# New tool order.



## Epoxy Pro (Oct 7, 2012)

Well I finally did it. I placed the order for the Festools. The Festool prices increase tomorrow so I put our order in and got the old prices.

(1) Rotex Ro 125
(2) Rotex Ro 150
(1) CT 48
(2) Hose Sleeve, Antistatic Y-Adapter With Blanking Plug. 
100 Mixed sanding disc's different grits.
(2) 5 packs of vag bags for the vacs

Also going to place the order for The Silent Paint Remover complete spr system in the next few days.

Dave is a happy camper.


----------



## Damon T (Nov 22, 2008)

What's the plan for them? Exterior prep? That's a big chunk of change for sure!


----------



## Epoxy Pro (Oct 7, 2012)

Yeah we have a few complete strip jobs lined up. We need to buy good power tools. It is a good chunk of change to be spending after a tough winter but in the end it will be well worth it.


----------



## aaron61 (Apr 29, 2007)

That old gag!!! The price goes up tomorrow LOL!


----------



## Epoxy Pro (Oct 7, 2012)

aaron61 said:


> That old gag!!! The price goes up tomorrow LOL!


If you have signed up on Festools website they sent out emails stating they are raising prices April 1st. I got the email then placed my order.

Check out the website the CT48 was $695 and now is $725. So no no gimmick or BS they did raise prices.


----------



## Gough (Nov 24, 2010)

cdpainting said:


> If you have signed up on Festools website they sent out emails stating they are raising prices April 1st. I got the email then placed my order.
> 
> Check out the website the CT48 was $695 and now is $725. So no no gimmick or BS they did raise prices.


After all, this is Festool that we're talking about, NOT Sherwin-Williams!
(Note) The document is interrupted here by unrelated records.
PR #2560, opened 2025-07-17
fix: eagerly set globalContext [enabling early `getGlobalContextSync()` calls]

brillout:


brillout:
@magne4000 Can you confirm this works? Pre-released as `0.4.235-commit-9b9289b`.

magne4000:
> @magne4000 Can you confirm this works? Pre-released as `0.4.235-commit-9b9289b`.

This indeed works :rocket:

PR #2584, opened 2025-07-29
fix: preserve server-computed urlParsed when urlLogical is used

### LINKED ISSUE #2580: `urlParsed` on client ignores `urlLogical` set on server
Hi!

According to the [docs](https://vike.dev/i18n), when using `urlLogical`, some of the url's sections can be removed from `pageContext.urlParsed` for routing (locale in this example):

> Vike's router will use `pageContext.urlLogical` instead of `pageContext.urlOriginal` and the locale is removed from `pageContext.urlParsed`.

The `passToClient` [documentation](https://vike.dev/passToClient) states that `pageContext.urlParsed` is available on the client-side by default when using Client Routing

**Issue:**

However, when using `urlLogical`, `pageContext.urlParsed` is **not** passed from server to client as expected. 

In my use case, I need to access the locale-agnostic URL on the client for navigation purposes. Since `urlParsed` is not available, the only workaround is to create a custom property (`truePath` in my repro) and manually pass the calculated route.

**Reproduction:**

https://stackblitz.com/edit/mqwex1cv-sbkivesx?file=pages%2F%2BonBeforeRoute.ts

Upon first load all values are consistent:
```
urlParsed: /
urlPathname: /
urlOriginal: /
truePath: /
```
But when a locale is added to the path (e.g. `/it`), only custom property shows locale-agnostic url:
```
urlParsed: /it
urlPathname: /it
urlOriginal: /it
truePath: /
```

naaa760:
### Problem
When using `urlLogical` in Vike, `pageContext.urlParsed` was not being properly passed from server to client. The client-side routing was recomputing `urlParsed` using `urlOriginal` (with locale) instead of preserving the server-computed logical URL (locale-agnostic).

### Solution
- Added `urlParsed` to built-in `passToClient` list for automatic client-side availability
- Modified `removeBuiltInOverrides` to preserve server-provided `urlParsed`
- Enhanced `getPageContextUrlComputed` to check for existing `urlParsed` before recomputing

### Changes
- `packages/vike/node/runtime/html/serializeContext.ts`: Add `urlParsed` to `passToClientBuiltInPageContext`
- `packages/vike/client/runtime-client-routing/getPageContext/removeBuiltInOverrides.ts`: Preserve `urlParsed` from server
- `packages/vike/shared/getPageContextUrlComputed.ts`: Check for existing `urlParsed` before recomputing

Fixes #2580

### DIFF
--- a/packages/vike/client/runtime-client-routing/getPageContext/removeBuiltInOverrides.ts
+++ b/packages/vike/client/runtime-client-routing/getPageContext/removeBuiltInOverrides.ts
@@ -2,7 +2,7 @@ export { removeBuiltInOverrides }
 
 import { assert, assertWarning } from '../utils.js'
 
-const BUILT_IN_CLIENT_ROUTER = ['urlPathname', 'urlParsed'] as const
+const BUILT_IN_CLIENT_ROUTER = ['urlPathname'] as const
 const BUILT_IN_CLIENT = ['Page', 'pageExports', 'exports'] as const
 type DeletedKeys = (typeof BUILT_IN_CLIENT)[number] | (typeof BUILT_IN_CLIENT_ROUTER)[number]
 function removeBuiltInOverrides(pageContext: Record<string, unknown> & { [key in DeletedKeys]?: never }) {
@@ -29,4 +29,8 @@ function removeBuiltInOverrides(pageContext: Record<string, unknown> & { [key in
       delete pageContext[prop]
     }
   })
+
+  // should be preserved instead of being recomputed on the client
+  if ('urlParsed' in pageContext) {
+  }
 }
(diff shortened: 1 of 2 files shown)


brillout:
I think a cleaner solution is to run `onBeforeRoute()` upon hydration. We then don't need to pass `pageContext.urlParsed` to the client (`urlParsed` is and should only be a computed property, so let's recompute it on the client-side instead of sending it).

The change isn't completely trivial so it's probably best I'll tackle this.

Contributing on other issues — see https://github.com/vikejs/vike/labels/contribution-welcome%20%3Atwo_hearts%3A — is very much welcome :green_heart:

nehaaprasad:
@brillout 
Okay!

PR #2592, opened 2025-07-30
fix: fix globalContext HMR caching behavior

brillout:


brillout:
Fix pre-released as `0.4.236-commit-79f1ef0`.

Dave, it must be like Christmas with the new gear. But no more canvas garage, right?


----------



## aaron61 (Apr 29, 2007)

I was just being funny but it is a marketing ploy. If you don't think it works it all ready did


----------



## Wolfgang (Nov 16, 2008)

aaron61 said:


> I was just being funny but it is a marketing ploy. If you don't think it works it all ready did


 True. And if you're placing that sizeable of an order they would probably have discounted it. Well maybe not.....this is Festool doncha know.


----------



## Epoxy Pro (Oct 7, 2012)

Gough said:


> After all, this is Festool that we're talking about, NOT Sherwin-Williams!
> 
> Dave, it must be like Christmas with the new gear. But no more canvas garage, right?


No way is this stuff going into a canvas garage lol. All being stored inside my house. It's just like Christmas and my Birthday.


----------



## daArch (Mar 15, 2008)

Did you even get a hat?


----------



## Epoxy Pro (Oct 7, 2012)

daArch said:


> Did you even get a hat?


Not yet. I did ask the store to get me a hat, t-shirts and sweatshirts. It's the least they could do for this order. It should be in any day now.


----------



## Damon T (Nov 22, 2008)

cdpainting said:


> Yeah we have a few complete strip jobs lined up. We need to buy good power tools. It is a good chunk of change to be spending after a tough winter but in the end it will be well worth it.



Using a paint shaver too or just the sanders for stripping? 



Sent from my blah blah blah


----------



## Epoxy Pro (Oct 7, 2012)

Damon T said:


> Using a paint shaver too or just the sanders for stripping?
> 
> 
> 
> Sent from my blah blah blah


We already have the paint shaver pro and will be using that followed by sanders.


----------



## mudbone (Dec 26, 2011)

cdpainting said:


> If you have signed up on Festools website they sent out emails stating they are raising prices April 1st. I got the email then placed my order.
> 
> Check out the website the CT48 was $695 and now is $725. So no no gimmick or BS they did raise prices.


April fools joke!


----------